Ik schudt mijn hoofd.

‘Je hebt altijd gezegd dat hij een hekel heeft aan besluiteloze types. Zorg er dan voor dat je je eigen plan trekt.’

Ik probeer te graven in mijn herinnering of ik haar dit advies drie jaar geleden ook gegeven zou hebben. Ja, ik denk het wel. Ik recht mijn rug en kijk haar doordringend aan.

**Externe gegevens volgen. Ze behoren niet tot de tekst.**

PR #1655, opened 2019-03-19
add AD9912 DDS

aewallin:
AD9912 DDS in 64-pin LFCSP

https://www.analog.com/media/en/technical-documentation/data-sheets/ad9912.pdf

AD9912

Questions/ideas:
- all DVSS pins can be stacked?
- all AVSS pins can be stacked?
- EPAD should be connected to GND, but datasheet doesn't say DVSS or AVSS - so we leave it as a separate pin
- I would rather not guess how many de-coupling caps the designer wants to use - so maybe leave all the supply pins as separate pins?
- should AD-naming of footprint be used "CP-64-7" or the more generic LFCSP-64-1EP_9x9mm_P0.5mm_EP5.21x5.21mm ?

https://www.analog.com/media/en/package-pcb-resources/package/pkg_pdf/lfcspcp/cp_64_7.pdf

Footprint PR is now: https://github.com/KiCad/kicad-footprints/pull/1492

---


aewallin:
I don't understand why the symbol editor has touched AD9951 also in this commit? only change is addition of AD9912.

evanshultz:
Different versions of KiCad have a nasty habit of re-ordering the lines in library files. It's likely that this library was last saved with a different version of KiCad that you used.

Answers:
1. If the "Pin No" column on pages 9-10 have more than one number, they can be stacked unless their are other requirements. You've been around so you know this. :) Ground pins should always be stacked.
1. Page 10 says the EPAD is connected to Analog ground, so that sounds like it can stack with AVSS.
1. Page 26 says "With each group, use bypass capacitors of 1 μF in parallel with a 10 μF." That matches the eval board at https://www.analog.com/media/en/evaluation-boards-kits/evaluation-board/AD9912_Schematic.pdf, so I'm good with grouping the power pins in this way.
1. Generic footprint name.

Review notes:
1. Once pins are stacked the symbol can be squeezed down.
1. You can intersperse the NC pins with other pins so the symbol doesn't grow just for NC pins.
1. The S* pins can he Hi-Z, so let's make the tri-state type.
1. Pins 31 and 48 can be Passive type.
1. Is there an arrangement of pins 34/35 and 40/41 that won't require crossing wires in a normal usage?
1. I would be inclined to put the S* pins at the bottom of the left side. What do you think?
1. Perhaps pin 31 should be at the top right so be close to the AVDD pins, assuming the external filter is normally used.
1. Set the pin name offset to 20mil.
1. The footprint filter should match the footprint, but without the EP section.

aewallin:
here is revision 2.
- power supply pins grouped according to p26/40
- GND pins stacked
- pin types as suggested
- fp-filter set
- S-pins bottom left
- loop_filter pin top right
- smaller symbol, might be hard to squeeze it further 

AD9912

aewallin:
I don't understand the travis-error about the DVSS pin-stack.
DVSS pin2 is visible a and 4,6,8,56,57 invisible.

aewallin:
and now I understand the travis-error even less. it messes up the pin-coordinates for the DVSS stack??

  Violating S4.3
    Rules for pin stacking
    Pinstack @ (-100,1000) must have exactly one (1) visible pin
     - Pin DVSS (56) is INVISIBLE
     - Pin DVSS (57) is INVISIBLE
  Violating S4.4
     - Pin DVSS (56) @ (-100,-1000) is of type PASSIVE
     - Pin DVSS (57) @ (-100,-1000) is of type PASSIVE

evanshultz:
Can you please take a look at #5 above? All other review items look good. Thank you!

I'm not sure about the DVSS pin stack. Looks good to me from checking out the file. Let's restart CI.

evanshultz:
Let's put digital supplies on the left and analog on the right, irrespective of the order in the datasheet.

The symbol can be squeezed more. All the power pins can pack together. Pin 31 can slide under them and all pins on the right side can move down.

You can see just before `P N` on pins 56 and 57 they are `0 0` and not `1 1` like the other DVSS pins. This is because those pins are common to all units and body styles. If you fix that it should pass CI. Then all that will be left is the footprint.

aewallin:
rev 3:
- DVDD on left, AVDD on right
- further pack pins to squeeze down size
- power-input stacks have one visible/power-input and the rest invisible/passive
- I don't see a big issue with out/outb and connection to feedback/feedbackb - there is a low-pass filter or transformer in-between usually anyway. perhaps example-schematics would help to see if there is a better arrangement. output-pins now follow datasheet fig39 roughy.
AD9912r3

evanshultz:
I did like the left-side pins spaced out like it was before.

Please put the ref des on top left and value on top right instead of in the middle.

aewallin:
AD9912r4

evanshultz:
Looks good to me. Thanks for your time to submit the symbol and footprint!

aewallin:
great, thanks for the review and suggestions!

PR #1657, opened 2019-03-20
Adds +3V0 to the power flags in the power library

gvandewaetere:
Adds +3V0 to the power flags in the power library.


evanshultz:
Thank you.

This is your first contribution so thanks for taking to time to add to the official library and hope to see you again!

diegoherranz:
Quick question. Why is this 3V0 and not simply 3V?
For example there are 12V and 5V symbols, not 12V0 or 5V0.
Thanks!

evanshultz:
@diegoherranz 
When I saw both `+3.3V` and `3V3` symbols I figured we weren't picky about formatting and would accept whatever users submitted. Maybe I was too quick to merge?

gvandewaetere:
I actually prefer the 3V3, 2V8, ... notation for a simple reason. Some parts of the world (Belgium for example) use a comma to separate the integer and fraction digits. To avoid ambiguity in international situations, I always the letter for the units where the decimal point should be. Writing the 0 or not is just a case of personal preference I guess. Also I like the way that if you list typical voltages +1V8, +2V5, +2V8, +3V0, +3V3, +5V0, +12V,+24V,... they all have the same amount of characters. The only one where it 'feels' a little bit weird (for no logic reason) for me is the +5V0 one (here I prefer +5V).

poeschlr:
We might want to look into this in more detail once the feature set of the new file format is clear. For now i would suggest not to be too picky but don't let this lib grow too much.

PR #1663, opened 2019-03-20
Addition - DMG2301L

gcormier:
Just another MOSFET, added an alias. **Please** double check my alias selection for pins/GDS.

image

image

https://www.diodes.com/assets/Datasheets/DMG2301L.pdf


myfreescalewebpage:

- [ ] Package name in the description should be simply "SOT-23", not "SOT-23-3"

Your alias is correct.

Cheers,
Joel

gcormier:
51aaa93 should fix that up!

myfreescalewebpage:
@gcormier good catch for the TP0610T package name, but your new symbol DMG2301L has still wrong package format :)

gcormier:
Ahh gotcha. Okay, I updated all of them to SOT-23 which is the standard. Might as well clean them up.

myfreescalewebpage:
Thanks! Merging

PR #1665, opened 2019-03-21
Add 74LS07

b1ackmai1er:

---


myfreescalewebpage:
@b1ackmai1er thanks for this contribution. Several question and comments:
- Why the git diff is showing a so large difference ? This is not normal. Maybe you have got some issues with lien ending.
- I think the device can be an alias of 74LCX07, isn't it ?
- Finally, we expect from you to complete your pull request message with several information such as datasheet link and screenshot of the symbol, please update your previous message, this clearly simply the review of contribution and it is very important for us.
Thanks,
Joel

b1ackmai1er:
Hi Joel,
Line endings fixed - I think I understand what is causing this now (my text editor).
I saw the 74LXC07 part but the symbol did not match the data sheet symbol (center symbol).
Would you prefer and alias or a the new symbol which matched the data sheet? I am not sure what the center symbol signifies.
image
Apologies for not completing information - I rushed this.

Regards Phillip

evanshultz:
That symbol means the pin is open collector. It's in IEEE 91-1984.

I'm not aware of any rules/guidelines for this in the library now so perhaps it's time to decide. Librarians? My feeling is that this helps to catch mistakes with visual checking, but a more robust solution is to have automated checking (like for missing pullup resistors, in this case) and that's a better way to go. My experience is that these open collector symbols are wildly inconsistent in the industry so it's not obvious there is a "correct" solution and we can decide what goes into KLC on this point.

b1ackmai1er:
Oops forgot data sheet again: www.ti.com/lit/ds/symlink/sn74ls07.pdf

myfreescalewebpage:
@b1ackmai1er I do not know about the symbol. @evanshultz probably this is something to think more generally. Anyway, the 74LCX07 has Open Collector output too, so your symbol can be an alias of this one:

Capture

Joel

evanshultz:
Yes. I say move ahead here and pin symbols can be a separate discussion. We already require separate symbols if pin types are different, so this is only a visual thing and won't affect our library otherwise.

b1ackmai1er:
Hi gents, Changed to aliases as requested.

myfreescalewebpage:
Thanks @b1ackmai1er for the modification.
However, the new footprint filter for DIP-14 should be `DIP*W7.62mm*`.
Joel

b1ackmai1er:
Hi I have update this and other DIP?14* entries to DIP*W7.62mm*
In the process I have actually rause a PUSH/Patch request by mistake. Any idea how to cancel that?
Travis reporting huge amount of errors which I do not understand.

myfreescalewebpage:
The travis warnings and errors are due to the fix of the footprint filters, this is normal.
No more comment to do, I think we can merge.

PR #2444, opened 2020-01-13
Regulator_Linear: add TC2014 LDO family

ChristianHirsch:
Add [TC2014, TC2015 and TC2185](http://ww1.microchip.com/downloads/en/DeviceDoc/21662F.pdf) family of CMOS LDOs with shutdown and reference bypass.

image


diegoherranz:
Thanks for your submission.

I think these could be aliases of LP2985-1.8. Could you convert them to aliases if you agree, not to add extra symbols?

Thanks!

ChristianHirsch:
@diegoherranz if you are ok with having `ON/~OFF` instead of `~SHDN`, I'd be fine with that..

diegoherranz:
In my opinion, it is OK. It is basically the same.
For LDOs, I think we have accepted slightly different pin names in the library (e.g. IN vs VIN) in order to unify symbols.
I think that the benefit of not duplicating symbols outweighs the slightly different pin names. I don't see that causing any confusion to the user.
Thanks!

ChristianHirsch:
fixed that.

diegoherranz:
Sorry for the delay. It looks good.
Just a very minor comment, could you say SOT-23-5 in the description fields instead of SOT23-A?
I know that is what Microchip says, but I think it makes it easier to search for parts if we unify on SOT-23-5 as we say on many other parts in the library.

Thanks!

ChristianHirsch:
@diegoherranz changed the footprint in the description.

diegoherranz:
Looks good! Thanks for the small tweak. Merging.

Issue #2446, opened 2020-01-13
Add open collector symbol


hildogjr:
Some parts / symbols listed above could have added the "open collector symbol". This will improve the schematics (main in a printed version):
7405 and 06 http://www.ti.com/lit/ds/symlink/sn74ls06.pdf
74596
7433
7403
...

evanshultz:
This topic is covered at https://github.com/KiCad/kicad-symbols/issues/2115, but apparently you _really_ want your own issue about it.

hildogjr:
Since this could be easy to fix than #2115 that is a more deep discussion, I use this to registry a pull request adding the "open collector" symbol to the logical parts.

hildogjr:
A implementation to better behavior is being discussed at https://gitlab.com/kicad/code/kicad/-/issues/4049

PR #2450, opened 2020-01-18
Add open collector symbol to 74 ports

hildogjr:
removed bck files


hildogjr:
This pull request add the open collector symbol to several logic ports (Fix #2446):
Screenshot from 2020-01-17 22-01-49

Add open collector symbol to some analog comparators, moving it close to the output pin with correspondent open collector behaviour
Screenshot from 2020-01-17 22-03-41
:

chschlue:
FYI: I proposed splitting comparator symbols into open collector and open drain types at https://github.com/KiCad/kicad-symbols/pull/2467.
The problem with your changes to comparators is that it also marks aliases which are actually push-pull parts.
Perhaps you could narrow this PR to logic only while I add OC symbols to #2467?

hildogjr:
Some different parts (not variation of the same one) are marked as alias. Could you give me enunciate some of the part problems?

chschlue:
Example:
ADCMP350/354/356 are aliases but 350/354 are open drain while 356 is push-pull.

PR #2456, opened 2020-01-20
Add 62256 based on the existing 628128

jdmarble:
62256_DIP28_SOP28

To create this, I copied the 628128_DIP32_SSOP32 and renamed it 62256_DIP28_SOP28.
I changed the symbol properties to match the new part.
I removed the extra pins, fixed the numbering, and recentered the part.

Like the 628128, there are multiple manufacturers of the 62256:

* [Samsung KM62256C](https://www.futurlec.com/Datasheet/Memory/62256.pdf)
* [Hitachi HM62256B](https://web.mit.edu/6.115/www/document/62256.pdf)
* [Cypress CY62256](https://ecee.colorado.edu/~mcclurel/Cypress_SRAM_CY62256.pdf)

Rather than follow the letter of KLC G2.1 and use a fully specified symbol,
I matched the precedent set by the 628128 and made this a generic symbol.

Similarly, I maintained conformity with the existing 628128 with the I/O pin naming.
The naming varies depending on the manufacturer,
so I used the same names as the 628128.

---


myfreescalewebpage:
Hello @jdmarble thanks for this symbol

I understand the way to create this symbol. However, this is no more recommended to do like that and I would really prefer to have one device per package, with the correct footprint associated.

‘Sterker nog, ik denk dat je duidelijk moet maken dat het zo niet langer gaat en dat hij in dat weekend dat je weg bent moet nadenken over wat hij werkelijk wil. Sterker, jij  moet ook nadenken over wat je wil.’

Ze schrikt zichtbaar en vouwt haar armen defensief voor haar borst.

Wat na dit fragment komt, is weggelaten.